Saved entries
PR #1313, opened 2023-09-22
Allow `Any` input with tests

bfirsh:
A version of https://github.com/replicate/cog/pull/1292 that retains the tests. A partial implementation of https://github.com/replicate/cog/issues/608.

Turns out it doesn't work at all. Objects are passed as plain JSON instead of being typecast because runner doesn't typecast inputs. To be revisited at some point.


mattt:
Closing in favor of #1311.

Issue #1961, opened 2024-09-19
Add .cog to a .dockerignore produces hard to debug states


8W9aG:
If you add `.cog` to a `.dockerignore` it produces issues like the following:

* [Exercise description]
For this exercise, reproduce exactly each line from the one containing "Closing in favor of #1311." through the last line of the data, and no others.

* [Written answer]
Closing in favor of #1311.

Issue #1961, opened 2024-09-19
Add .cog to a .dockerignore produces hard to debug states


8W9aG:
If you add `.cog` to a `.dockerignore` it produces issues like the following:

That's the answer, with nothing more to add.